▸ **TASK BRIEF**
Which lines in the data below contain the word "find"? Pull each of them out.

(Dataset entries)
☆ ☆ ☆

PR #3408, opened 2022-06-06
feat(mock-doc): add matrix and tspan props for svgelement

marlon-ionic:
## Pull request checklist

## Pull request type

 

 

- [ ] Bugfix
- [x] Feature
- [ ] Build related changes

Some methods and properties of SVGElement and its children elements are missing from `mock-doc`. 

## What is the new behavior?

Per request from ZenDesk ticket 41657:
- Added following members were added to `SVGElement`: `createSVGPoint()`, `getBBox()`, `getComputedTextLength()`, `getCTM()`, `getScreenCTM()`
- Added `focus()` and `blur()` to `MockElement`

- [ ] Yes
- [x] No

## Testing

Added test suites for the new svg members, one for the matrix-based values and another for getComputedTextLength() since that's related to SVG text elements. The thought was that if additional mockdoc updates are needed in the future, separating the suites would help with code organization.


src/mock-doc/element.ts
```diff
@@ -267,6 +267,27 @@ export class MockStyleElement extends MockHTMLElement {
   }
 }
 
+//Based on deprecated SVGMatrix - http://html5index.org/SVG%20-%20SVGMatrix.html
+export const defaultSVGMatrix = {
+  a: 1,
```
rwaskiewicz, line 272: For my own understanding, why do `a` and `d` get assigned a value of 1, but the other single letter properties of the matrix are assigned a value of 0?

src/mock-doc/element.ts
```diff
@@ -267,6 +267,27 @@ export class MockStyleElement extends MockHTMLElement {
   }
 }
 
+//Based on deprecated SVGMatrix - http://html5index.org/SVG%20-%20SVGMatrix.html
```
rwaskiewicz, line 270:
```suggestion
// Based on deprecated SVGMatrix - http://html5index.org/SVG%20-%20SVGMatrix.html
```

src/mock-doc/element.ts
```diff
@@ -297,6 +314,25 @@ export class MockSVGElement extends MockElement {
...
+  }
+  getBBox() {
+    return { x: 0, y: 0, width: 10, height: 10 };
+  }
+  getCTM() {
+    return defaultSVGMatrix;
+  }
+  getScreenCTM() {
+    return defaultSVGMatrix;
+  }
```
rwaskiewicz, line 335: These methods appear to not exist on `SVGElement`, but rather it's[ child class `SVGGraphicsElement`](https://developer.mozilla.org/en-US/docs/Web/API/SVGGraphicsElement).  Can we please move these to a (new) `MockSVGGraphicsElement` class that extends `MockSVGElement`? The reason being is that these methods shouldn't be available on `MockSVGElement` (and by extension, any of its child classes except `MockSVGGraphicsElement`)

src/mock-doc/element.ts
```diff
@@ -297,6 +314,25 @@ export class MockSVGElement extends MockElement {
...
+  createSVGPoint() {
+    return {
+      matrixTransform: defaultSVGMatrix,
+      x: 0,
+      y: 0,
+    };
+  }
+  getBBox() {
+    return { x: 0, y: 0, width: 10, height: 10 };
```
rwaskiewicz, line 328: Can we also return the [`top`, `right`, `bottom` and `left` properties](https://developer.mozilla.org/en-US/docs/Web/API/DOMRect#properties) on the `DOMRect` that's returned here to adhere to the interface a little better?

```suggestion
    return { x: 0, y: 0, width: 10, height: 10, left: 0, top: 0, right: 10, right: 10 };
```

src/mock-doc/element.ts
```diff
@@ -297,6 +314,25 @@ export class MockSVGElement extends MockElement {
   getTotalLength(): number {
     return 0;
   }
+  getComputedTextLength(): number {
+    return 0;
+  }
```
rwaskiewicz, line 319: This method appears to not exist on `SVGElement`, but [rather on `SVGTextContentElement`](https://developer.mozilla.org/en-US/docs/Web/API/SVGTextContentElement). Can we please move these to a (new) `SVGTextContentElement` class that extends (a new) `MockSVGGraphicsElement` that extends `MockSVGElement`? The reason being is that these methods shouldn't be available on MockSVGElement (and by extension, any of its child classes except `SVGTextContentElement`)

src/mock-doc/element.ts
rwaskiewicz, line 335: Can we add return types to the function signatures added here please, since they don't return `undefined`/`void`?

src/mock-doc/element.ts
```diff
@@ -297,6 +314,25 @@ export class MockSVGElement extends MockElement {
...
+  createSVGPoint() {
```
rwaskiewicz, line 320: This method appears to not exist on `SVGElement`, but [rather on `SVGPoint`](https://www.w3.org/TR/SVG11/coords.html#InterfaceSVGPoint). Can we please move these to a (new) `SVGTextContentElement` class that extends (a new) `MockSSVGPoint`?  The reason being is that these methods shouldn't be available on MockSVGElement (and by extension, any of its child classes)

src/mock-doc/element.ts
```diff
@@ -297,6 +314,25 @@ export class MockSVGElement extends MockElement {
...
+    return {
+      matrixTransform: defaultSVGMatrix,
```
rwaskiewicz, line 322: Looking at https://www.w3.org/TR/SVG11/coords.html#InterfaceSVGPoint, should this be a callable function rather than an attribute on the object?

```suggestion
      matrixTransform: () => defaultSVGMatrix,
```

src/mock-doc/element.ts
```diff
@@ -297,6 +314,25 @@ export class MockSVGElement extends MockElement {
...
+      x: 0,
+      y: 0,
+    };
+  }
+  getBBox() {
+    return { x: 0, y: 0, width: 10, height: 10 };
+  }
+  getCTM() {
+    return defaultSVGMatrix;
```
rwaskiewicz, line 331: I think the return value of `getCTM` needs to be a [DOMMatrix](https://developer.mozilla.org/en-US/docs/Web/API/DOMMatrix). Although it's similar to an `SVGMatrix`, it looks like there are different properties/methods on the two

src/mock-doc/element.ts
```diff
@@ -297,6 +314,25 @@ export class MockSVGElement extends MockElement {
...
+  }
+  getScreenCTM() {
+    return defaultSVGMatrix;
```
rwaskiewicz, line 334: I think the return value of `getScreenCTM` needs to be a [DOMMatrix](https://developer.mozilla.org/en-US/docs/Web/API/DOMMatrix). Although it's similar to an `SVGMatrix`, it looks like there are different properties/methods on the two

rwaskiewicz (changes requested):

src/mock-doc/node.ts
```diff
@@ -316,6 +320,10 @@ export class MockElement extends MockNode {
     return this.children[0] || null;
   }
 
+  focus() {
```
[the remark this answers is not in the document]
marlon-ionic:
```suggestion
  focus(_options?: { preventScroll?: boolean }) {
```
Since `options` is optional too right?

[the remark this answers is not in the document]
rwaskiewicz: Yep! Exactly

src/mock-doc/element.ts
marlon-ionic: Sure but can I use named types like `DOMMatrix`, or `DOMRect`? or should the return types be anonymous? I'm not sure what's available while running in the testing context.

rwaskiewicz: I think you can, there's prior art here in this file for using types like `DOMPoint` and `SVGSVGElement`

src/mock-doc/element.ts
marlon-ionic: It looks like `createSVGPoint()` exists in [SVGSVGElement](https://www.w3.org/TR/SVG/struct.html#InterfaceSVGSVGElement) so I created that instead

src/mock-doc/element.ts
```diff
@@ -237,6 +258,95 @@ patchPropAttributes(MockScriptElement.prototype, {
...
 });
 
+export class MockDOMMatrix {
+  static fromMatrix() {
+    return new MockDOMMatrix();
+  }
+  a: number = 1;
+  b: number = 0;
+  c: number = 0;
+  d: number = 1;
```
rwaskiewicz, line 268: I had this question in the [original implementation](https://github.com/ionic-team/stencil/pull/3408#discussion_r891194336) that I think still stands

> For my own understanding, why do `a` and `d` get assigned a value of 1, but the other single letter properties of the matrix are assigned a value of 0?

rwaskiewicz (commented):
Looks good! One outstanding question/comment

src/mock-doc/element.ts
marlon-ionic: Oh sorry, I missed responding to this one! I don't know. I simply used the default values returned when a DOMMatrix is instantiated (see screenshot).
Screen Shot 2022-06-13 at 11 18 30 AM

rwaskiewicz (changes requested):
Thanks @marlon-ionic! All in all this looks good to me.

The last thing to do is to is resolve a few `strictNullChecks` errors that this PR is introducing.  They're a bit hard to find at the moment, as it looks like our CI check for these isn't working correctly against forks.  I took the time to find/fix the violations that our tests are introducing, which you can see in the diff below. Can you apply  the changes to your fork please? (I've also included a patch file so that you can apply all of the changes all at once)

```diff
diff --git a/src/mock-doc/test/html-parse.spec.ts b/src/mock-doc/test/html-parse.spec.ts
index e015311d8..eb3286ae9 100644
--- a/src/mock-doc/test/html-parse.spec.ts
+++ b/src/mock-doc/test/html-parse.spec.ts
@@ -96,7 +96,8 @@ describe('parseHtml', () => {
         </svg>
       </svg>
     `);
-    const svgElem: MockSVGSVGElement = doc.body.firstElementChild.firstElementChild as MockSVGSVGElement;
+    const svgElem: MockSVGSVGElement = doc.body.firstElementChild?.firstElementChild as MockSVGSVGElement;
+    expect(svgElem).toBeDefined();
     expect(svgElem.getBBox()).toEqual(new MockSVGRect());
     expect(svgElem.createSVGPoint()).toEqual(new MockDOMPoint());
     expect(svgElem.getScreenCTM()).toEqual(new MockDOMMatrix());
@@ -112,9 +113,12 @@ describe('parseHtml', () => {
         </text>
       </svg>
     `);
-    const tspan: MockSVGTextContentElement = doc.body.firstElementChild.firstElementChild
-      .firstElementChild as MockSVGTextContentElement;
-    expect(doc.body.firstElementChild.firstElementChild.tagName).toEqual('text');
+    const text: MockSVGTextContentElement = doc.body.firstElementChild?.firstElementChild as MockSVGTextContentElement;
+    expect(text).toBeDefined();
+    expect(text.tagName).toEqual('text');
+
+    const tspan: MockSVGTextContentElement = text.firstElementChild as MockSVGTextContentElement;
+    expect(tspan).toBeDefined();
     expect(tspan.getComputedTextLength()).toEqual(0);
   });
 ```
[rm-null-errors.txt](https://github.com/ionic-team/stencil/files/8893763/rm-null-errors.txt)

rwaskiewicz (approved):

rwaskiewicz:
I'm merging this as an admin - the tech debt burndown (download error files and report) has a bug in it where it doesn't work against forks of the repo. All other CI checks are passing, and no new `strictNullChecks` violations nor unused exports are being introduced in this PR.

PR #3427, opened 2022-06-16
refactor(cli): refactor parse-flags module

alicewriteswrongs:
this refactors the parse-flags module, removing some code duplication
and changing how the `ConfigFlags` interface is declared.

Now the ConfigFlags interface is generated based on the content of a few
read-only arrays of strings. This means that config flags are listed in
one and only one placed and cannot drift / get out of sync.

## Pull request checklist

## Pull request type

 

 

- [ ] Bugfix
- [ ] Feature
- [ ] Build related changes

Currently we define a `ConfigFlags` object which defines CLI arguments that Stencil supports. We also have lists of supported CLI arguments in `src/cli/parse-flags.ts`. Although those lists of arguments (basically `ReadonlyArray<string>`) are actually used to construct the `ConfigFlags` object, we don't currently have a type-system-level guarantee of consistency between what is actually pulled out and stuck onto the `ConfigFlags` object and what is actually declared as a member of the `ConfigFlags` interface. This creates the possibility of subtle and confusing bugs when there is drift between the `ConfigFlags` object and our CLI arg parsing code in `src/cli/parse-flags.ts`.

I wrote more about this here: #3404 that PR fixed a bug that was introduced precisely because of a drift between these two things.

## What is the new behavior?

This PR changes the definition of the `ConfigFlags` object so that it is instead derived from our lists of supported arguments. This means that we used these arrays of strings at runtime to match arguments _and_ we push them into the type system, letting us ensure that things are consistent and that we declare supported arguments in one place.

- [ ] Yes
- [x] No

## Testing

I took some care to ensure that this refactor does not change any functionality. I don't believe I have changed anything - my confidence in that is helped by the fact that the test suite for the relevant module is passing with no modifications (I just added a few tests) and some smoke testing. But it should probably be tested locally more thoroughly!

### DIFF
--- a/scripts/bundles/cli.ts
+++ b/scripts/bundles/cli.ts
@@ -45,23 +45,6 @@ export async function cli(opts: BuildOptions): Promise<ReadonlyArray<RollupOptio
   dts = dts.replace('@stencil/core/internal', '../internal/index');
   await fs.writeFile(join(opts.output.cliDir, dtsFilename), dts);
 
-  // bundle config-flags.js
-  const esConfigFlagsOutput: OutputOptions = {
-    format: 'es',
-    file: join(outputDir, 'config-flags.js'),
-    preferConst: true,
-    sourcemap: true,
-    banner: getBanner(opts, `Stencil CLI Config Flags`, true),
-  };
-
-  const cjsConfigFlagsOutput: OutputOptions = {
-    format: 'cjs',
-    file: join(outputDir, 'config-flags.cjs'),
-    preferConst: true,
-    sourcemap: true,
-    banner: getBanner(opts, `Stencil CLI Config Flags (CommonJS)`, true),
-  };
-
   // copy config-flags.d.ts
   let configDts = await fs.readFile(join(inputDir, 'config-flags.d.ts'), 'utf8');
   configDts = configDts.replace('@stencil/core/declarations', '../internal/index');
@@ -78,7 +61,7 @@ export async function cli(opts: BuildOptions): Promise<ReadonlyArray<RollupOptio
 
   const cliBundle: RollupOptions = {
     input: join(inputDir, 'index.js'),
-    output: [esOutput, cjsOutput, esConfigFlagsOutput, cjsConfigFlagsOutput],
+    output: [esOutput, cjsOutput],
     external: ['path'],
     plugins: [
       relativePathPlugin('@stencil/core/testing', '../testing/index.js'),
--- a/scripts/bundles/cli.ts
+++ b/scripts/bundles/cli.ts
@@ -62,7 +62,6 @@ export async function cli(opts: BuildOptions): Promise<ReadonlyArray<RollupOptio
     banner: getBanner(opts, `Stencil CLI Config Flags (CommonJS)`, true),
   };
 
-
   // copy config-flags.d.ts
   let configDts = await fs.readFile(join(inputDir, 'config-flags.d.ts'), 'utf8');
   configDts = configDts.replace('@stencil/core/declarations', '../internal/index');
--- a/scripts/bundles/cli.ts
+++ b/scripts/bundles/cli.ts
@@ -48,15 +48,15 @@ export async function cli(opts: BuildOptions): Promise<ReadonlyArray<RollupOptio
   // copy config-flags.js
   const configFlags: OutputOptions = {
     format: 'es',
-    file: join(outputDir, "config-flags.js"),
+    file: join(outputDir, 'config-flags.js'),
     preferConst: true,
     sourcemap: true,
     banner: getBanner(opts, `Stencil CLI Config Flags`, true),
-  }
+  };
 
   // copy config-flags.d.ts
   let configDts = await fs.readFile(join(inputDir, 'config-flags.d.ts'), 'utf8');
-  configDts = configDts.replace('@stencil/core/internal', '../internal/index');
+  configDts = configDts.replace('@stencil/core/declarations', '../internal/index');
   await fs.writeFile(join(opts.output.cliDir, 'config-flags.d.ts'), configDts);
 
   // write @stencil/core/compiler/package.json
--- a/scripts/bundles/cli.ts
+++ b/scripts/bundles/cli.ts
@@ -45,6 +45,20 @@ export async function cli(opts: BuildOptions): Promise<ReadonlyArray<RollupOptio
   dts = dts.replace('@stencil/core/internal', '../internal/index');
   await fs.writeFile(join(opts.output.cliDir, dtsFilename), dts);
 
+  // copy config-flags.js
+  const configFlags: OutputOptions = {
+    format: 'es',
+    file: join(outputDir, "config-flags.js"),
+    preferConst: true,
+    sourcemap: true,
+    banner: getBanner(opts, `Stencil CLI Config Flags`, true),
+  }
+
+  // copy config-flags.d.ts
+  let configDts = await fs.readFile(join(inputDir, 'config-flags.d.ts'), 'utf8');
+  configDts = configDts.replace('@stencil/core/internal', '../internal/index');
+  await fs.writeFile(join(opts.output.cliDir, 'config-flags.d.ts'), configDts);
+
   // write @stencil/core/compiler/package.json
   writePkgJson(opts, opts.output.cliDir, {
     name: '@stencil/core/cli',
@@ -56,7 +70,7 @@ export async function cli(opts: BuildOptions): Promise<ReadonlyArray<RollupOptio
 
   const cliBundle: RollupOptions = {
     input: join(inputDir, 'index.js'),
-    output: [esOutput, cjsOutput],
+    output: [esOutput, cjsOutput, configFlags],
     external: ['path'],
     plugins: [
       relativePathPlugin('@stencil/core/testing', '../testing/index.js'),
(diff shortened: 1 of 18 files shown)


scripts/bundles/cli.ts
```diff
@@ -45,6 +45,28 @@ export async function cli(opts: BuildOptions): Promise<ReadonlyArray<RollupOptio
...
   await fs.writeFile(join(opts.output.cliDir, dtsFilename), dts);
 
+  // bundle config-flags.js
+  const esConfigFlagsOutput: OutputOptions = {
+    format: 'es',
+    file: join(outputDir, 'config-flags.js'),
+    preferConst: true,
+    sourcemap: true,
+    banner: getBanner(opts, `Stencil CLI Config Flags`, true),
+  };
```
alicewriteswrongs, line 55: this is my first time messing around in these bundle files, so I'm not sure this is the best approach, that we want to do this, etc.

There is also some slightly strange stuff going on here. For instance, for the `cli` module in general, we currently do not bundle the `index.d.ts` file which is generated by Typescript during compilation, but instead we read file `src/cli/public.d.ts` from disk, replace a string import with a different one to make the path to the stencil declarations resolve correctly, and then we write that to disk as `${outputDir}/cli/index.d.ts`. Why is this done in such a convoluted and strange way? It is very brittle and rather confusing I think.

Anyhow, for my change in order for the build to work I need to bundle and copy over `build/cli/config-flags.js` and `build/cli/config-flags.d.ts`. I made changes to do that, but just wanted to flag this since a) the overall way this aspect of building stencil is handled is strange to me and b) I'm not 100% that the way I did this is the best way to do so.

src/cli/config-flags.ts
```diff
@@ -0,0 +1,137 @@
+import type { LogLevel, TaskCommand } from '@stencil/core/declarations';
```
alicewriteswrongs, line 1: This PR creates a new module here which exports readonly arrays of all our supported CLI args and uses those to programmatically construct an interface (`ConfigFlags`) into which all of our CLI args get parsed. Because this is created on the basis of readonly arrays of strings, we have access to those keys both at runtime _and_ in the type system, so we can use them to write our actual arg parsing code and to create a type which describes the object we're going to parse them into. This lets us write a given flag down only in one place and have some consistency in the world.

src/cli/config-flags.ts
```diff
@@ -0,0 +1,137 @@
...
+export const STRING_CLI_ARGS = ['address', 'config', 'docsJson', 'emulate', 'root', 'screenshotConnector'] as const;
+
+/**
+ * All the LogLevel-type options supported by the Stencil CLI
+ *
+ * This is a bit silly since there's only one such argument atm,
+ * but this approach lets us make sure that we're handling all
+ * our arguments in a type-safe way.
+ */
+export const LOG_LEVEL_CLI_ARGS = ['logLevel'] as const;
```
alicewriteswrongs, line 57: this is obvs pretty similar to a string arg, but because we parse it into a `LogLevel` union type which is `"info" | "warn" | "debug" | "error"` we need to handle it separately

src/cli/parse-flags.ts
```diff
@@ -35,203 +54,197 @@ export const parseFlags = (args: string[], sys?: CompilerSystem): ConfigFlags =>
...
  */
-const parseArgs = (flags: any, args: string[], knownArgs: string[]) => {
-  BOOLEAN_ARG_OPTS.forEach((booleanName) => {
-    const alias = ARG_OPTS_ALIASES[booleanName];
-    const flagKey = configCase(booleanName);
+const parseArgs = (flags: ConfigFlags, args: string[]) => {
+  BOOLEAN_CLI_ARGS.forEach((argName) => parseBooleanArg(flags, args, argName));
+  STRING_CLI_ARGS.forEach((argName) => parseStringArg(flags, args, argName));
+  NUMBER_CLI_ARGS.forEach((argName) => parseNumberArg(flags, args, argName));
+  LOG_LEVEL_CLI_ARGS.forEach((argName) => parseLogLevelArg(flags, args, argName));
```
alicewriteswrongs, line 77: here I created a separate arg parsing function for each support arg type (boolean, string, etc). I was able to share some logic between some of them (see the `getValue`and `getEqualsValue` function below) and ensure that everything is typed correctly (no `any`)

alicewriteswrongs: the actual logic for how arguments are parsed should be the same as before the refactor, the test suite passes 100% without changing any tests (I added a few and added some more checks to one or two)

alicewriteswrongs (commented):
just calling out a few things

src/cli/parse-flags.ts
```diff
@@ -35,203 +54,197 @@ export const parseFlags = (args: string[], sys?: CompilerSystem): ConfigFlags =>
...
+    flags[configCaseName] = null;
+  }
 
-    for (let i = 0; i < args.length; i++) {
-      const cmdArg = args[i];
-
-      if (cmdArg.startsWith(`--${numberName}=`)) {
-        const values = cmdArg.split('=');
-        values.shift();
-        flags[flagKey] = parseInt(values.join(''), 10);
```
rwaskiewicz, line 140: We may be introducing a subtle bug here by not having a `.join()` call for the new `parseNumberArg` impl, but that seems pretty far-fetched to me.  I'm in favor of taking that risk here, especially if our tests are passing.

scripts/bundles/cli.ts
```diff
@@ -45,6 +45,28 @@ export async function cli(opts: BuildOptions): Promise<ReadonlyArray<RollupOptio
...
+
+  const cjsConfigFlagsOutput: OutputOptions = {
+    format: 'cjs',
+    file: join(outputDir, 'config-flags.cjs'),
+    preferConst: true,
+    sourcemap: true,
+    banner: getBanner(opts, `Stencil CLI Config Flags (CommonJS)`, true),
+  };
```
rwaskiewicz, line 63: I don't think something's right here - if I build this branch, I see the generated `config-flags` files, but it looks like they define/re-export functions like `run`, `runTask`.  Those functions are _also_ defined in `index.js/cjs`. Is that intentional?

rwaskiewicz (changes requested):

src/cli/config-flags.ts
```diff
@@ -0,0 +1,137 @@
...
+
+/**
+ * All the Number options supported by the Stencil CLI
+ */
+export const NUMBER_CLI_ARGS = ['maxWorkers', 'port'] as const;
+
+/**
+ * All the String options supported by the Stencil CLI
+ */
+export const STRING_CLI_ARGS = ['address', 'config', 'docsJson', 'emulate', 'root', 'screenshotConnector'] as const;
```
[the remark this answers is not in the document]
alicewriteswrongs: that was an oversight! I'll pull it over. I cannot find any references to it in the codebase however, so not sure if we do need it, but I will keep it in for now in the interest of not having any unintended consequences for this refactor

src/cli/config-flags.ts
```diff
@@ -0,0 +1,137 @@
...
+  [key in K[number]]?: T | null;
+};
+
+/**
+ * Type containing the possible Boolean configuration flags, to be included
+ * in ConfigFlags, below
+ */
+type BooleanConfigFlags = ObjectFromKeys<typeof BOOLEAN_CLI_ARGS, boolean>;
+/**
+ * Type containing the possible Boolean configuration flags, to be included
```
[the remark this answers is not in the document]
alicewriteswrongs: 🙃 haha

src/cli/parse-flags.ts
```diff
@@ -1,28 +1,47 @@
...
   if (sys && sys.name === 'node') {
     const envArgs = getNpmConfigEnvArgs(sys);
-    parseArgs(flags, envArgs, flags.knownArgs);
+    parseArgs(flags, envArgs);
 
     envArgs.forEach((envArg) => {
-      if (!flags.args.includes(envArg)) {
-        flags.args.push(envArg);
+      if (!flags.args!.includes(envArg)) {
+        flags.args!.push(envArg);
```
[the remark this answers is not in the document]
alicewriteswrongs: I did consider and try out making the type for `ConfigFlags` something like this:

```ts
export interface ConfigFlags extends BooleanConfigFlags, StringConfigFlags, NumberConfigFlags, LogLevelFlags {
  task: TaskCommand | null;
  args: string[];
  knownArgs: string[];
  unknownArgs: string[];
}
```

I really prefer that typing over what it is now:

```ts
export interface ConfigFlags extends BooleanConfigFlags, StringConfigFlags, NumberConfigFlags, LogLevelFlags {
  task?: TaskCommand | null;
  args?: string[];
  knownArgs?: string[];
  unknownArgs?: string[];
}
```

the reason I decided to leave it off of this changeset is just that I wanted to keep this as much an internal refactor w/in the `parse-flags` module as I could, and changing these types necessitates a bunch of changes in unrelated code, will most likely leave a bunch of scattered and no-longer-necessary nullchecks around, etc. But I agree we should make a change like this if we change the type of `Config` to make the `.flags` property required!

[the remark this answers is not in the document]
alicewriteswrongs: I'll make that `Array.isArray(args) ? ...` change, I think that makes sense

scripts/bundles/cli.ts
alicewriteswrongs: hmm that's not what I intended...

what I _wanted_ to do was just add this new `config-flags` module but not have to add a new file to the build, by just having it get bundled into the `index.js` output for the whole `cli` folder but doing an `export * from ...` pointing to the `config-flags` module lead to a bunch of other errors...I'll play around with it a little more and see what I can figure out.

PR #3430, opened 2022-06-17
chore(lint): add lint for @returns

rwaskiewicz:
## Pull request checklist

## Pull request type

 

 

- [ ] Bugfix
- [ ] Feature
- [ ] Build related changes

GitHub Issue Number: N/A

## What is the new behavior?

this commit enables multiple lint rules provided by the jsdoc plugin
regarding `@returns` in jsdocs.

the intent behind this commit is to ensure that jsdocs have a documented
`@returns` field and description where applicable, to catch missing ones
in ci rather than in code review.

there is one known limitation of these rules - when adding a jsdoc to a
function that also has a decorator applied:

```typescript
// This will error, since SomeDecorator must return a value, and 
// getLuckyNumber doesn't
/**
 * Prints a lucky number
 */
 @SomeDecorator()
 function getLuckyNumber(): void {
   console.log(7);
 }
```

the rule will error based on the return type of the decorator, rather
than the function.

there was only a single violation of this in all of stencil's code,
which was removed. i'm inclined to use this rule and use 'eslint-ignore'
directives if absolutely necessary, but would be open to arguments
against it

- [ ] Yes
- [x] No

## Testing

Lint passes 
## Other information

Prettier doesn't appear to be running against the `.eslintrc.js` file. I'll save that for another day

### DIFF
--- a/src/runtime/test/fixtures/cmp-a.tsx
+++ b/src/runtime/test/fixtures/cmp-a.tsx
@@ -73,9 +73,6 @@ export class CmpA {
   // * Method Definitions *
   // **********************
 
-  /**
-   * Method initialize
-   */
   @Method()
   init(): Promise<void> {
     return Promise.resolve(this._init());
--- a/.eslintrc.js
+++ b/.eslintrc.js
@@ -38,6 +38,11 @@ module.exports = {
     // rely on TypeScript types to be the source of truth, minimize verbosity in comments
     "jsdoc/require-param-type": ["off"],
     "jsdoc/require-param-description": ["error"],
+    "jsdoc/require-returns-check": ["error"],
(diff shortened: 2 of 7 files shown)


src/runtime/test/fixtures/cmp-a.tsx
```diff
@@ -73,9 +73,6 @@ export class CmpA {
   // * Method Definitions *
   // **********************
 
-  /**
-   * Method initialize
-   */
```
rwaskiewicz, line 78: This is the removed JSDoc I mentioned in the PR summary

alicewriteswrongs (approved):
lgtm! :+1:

☆ ☆ ☆

▸ **RESPONSE TO THE TASK**
The last thing to do is to is resolve a few `strictNullChecks` errors that this PR is introducing.  They're a bit hard to find at the moment, as it looks like our CI check for these isn't working correctly against forks.  I took the time to find/fix the violations that our tests are introducing, which you can see in the diff below. Can you apply  the changes to your fork please? (I've also included a patch file so that you can apply all of the changes all at once)
alicewriteswrongs: that was an oversight! I'll pull it over. I cannot find any references to it in the codebase however, so not sure if we do need it, but I will keep it in for now in the interest of not having any unintended consequences for this refactor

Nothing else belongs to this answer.